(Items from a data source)
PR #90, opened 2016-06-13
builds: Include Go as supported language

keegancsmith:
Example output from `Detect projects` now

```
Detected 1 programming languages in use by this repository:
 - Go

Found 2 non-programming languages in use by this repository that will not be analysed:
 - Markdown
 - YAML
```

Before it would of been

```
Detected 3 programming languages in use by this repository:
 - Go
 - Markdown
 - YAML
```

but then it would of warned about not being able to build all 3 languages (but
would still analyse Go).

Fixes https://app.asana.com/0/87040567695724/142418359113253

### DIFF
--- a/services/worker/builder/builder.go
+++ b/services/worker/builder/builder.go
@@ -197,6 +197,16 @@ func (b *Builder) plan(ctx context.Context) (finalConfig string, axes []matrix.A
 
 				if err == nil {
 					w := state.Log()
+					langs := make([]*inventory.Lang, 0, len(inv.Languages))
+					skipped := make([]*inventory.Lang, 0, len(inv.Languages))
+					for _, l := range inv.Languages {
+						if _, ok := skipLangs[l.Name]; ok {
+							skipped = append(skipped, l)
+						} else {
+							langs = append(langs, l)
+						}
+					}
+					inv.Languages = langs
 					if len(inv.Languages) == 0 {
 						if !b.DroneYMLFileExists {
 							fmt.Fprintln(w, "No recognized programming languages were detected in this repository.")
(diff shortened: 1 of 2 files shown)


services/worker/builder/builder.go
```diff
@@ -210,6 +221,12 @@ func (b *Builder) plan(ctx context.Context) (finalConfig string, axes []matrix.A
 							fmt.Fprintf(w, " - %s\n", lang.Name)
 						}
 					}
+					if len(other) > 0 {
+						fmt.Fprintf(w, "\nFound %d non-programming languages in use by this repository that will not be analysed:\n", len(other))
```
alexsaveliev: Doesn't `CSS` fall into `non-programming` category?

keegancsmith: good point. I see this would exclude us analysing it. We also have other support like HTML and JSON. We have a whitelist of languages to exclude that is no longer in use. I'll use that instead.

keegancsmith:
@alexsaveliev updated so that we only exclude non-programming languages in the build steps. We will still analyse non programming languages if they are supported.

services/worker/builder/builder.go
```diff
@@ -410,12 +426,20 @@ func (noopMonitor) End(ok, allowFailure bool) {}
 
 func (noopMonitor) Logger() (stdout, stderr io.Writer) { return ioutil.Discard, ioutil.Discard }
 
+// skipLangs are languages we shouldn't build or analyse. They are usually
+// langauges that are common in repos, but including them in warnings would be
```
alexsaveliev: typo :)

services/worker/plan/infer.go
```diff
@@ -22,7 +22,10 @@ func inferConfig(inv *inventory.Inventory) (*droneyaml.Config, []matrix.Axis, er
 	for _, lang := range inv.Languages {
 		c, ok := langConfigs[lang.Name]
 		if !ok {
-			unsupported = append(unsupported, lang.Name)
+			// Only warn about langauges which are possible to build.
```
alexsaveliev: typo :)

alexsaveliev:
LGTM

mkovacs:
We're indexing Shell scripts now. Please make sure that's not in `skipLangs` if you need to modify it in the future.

...

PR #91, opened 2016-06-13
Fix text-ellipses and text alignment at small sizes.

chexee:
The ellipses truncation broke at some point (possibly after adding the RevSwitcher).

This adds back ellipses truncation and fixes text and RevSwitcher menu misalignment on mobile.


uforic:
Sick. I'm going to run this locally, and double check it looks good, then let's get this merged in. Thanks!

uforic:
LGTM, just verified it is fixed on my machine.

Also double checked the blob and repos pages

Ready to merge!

* * *

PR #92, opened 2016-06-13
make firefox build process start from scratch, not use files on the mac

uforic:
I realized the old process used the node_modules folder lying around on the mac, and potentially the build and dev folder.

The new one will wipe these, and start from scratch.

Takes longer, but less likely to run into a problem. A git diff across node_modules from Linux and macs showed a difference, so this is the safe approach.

- Problem to work on -
Your task for the entries above: copy exactly the span starting with the line with "would still analyse Go)." and going on through the line with "if err == nil", both lines included, and nothing else.

- Task output -
would still analyse Go).

Fixes https://app.asana.com/0/87040567695724/142418359113253

### DIFF
--- a/services/worker/builder/builder.go
+++ b/services/worker/builder/builder.go
@@ -197,6 +197,16 @@ func (b *Builder) plan(ctx context.Context) (finalConfig string, axes []matrix.A
 
 				if err == nil {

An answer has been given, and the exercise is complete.